OpenFOAM
OpenFOAM is leading software for computational fluid dynamics (CFD). It is licensed free and open source only under the GNU General Public Licence (GPL) by the OpenFOAM Foundation. Different versions of OpenFOAM supplied from different projects exist so choose your module carefully.
Usage
There are two OpenFOAM modules, choose one and load it with either:
module load OpenFOAM/8-foss-2020a
module load OpenFOAM/v2012-foss-2020a
OpenFOAM can be used in an interactive or batch job. Both OpenFOAM modules can be activated using the module file and sourcing the OpenFOAM environment script e.g.
module load OpenFOAM/8-foss-2020a
source $FOAM_BASH
Hint
Users should investigate OpenFOAM documentation to determine which OpenFOAM executables are parallel compatible and
which are serial only. Only the simpleFoam
executable shown below is parallel compatible and is executed with srun
in multiple core jobs.
Interactive Usage
The following is an example single core interactive session running the pitzDaily example model.
After connecting to Bessemer (see Establishing a SSH connection), you can start an interactive graphical session.
module load OpenFOAM/8-foss-2020a
source $FOAM_BASH
rm -r /fastdata/$USER/tests/openfoam/run/
mkdir -p /fastdata/$USER/tests/openfoam/run
cd /fastdata/$USER/tests/openfoam/run
cp -r $FOAM_TUTORIALS/incompressible/simpleFoam/pitzDaily .
chmod 700 -R pitzDaily && cd pitzDaily
blockMesh
simpleFoam
paraFoam #To view the output.
Batch Usage
The following is an example batch job running the pitzDaily example model:
Important
You will need to supply a decomposeParDict in the system subdirectory of the case - check the installation script for an example using the EOF method to add it :
#!/bin/bash
#SBATCH --nodes=1
#SBATCH --ntasks-per-node=4
#SBATCH --mem=8000
#SBATCH --job-name=name_OpenFOAM_smp_4
#SBATCH --output=output_OpenFOAM_smp_4
#SBATCH --time=01:00:00
#SBATCH --mail-user=a.person@sheffield.ac.uk
#SBATCH --mail-type=ALL
rm -r /fastdata/$USER/tests/openfoam/run/
mkdir -p /fastdata/$USER/tests/openfoam/run
cd /fastdata/$USER/tests/openfoam/run
module load OpenFOAM/8-foss-2020a
source $FOAM_BASH
cp -r $FOAM_TUTORIALS/incompressible/simpleFoam/pitzDaily .
chmod 700 -R pitzDaily && cd pitzDaily
cp /home/$USER/openfoam/my_custom_decomposeParDict system/decomposeParDict #You must supply you own copy or see the example modified test script below.
blockMesh
decomposePar
srun --export=ALL simpleFoam -parallel
Attention
OpenFOAM can cause a few perfomance issues on Lustre / Fastdata. The dropdown below discuses this further and how to remedy it.

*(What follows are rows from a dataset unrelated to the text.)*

PR #2355, opened 2026-08-06
refactor(core): remove redundant Vite reporter patch

jong-kyung:
## Summary

Make `brandVite()` the single source of truth for suppressing Vite's standalone version reporter line.

The removed build-time transform was a no-op for branded sources. It also could not patch the current unbranded upstream source because its anchor was stale


jong-kyung:
@codex review

fengmk2 (approved):

PR #2357, opened 2026-08-06
fix(editor): Remove overrides from default config

pweyck:
Do not set the options in the `.zed/settings.json`, to prevent a mismatch between `vp lint` and the language server.

These options are also not set in the vscode settings.


fengmk2:
@codex review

OpenFoam Issues With Lustre
By default, each process in an OpenFOAM parallel simulation writes one file for each output field at each output time.
number of files = number of output fields x number of output times x number of processes
This can lead to a large number of small files. For example, a job with 256 cores solving 20 variables and saving 100 time steps will end up with 512,000 result files.
As OpenFOAM interacts with each one of these files, it triggers I/O operations such as reads or writes. Having this many I/O operations happening in parallel can lead to a number of performance and stability problems. Below are some of the main issues that might arise when dealing with so many I/O operations:
- Resource Contention
Disk/Network Bandwidth Saturation: Parallel I/O operations may overwhelm the available bandwidth of storage devices or networks. This leads to congestion and increases the time to complete each I/O operation.
- Increased Latency
I/O Queue Overload: When too many I/O requests are submitted simultaneously, they often get queued. This can increase the latency of each operation as they have to wait longer to be serviced.
- System Instability
Memory Pressure: Each I/O operation consumes memory (buffers, caches, control blocks). Too many parallel operations can exhaust system memory, leading to excessive swapping or out-of-memory (OOM) conditions, causing crashes. In HPC Slurm jobs, this may result in out-of-memory failures.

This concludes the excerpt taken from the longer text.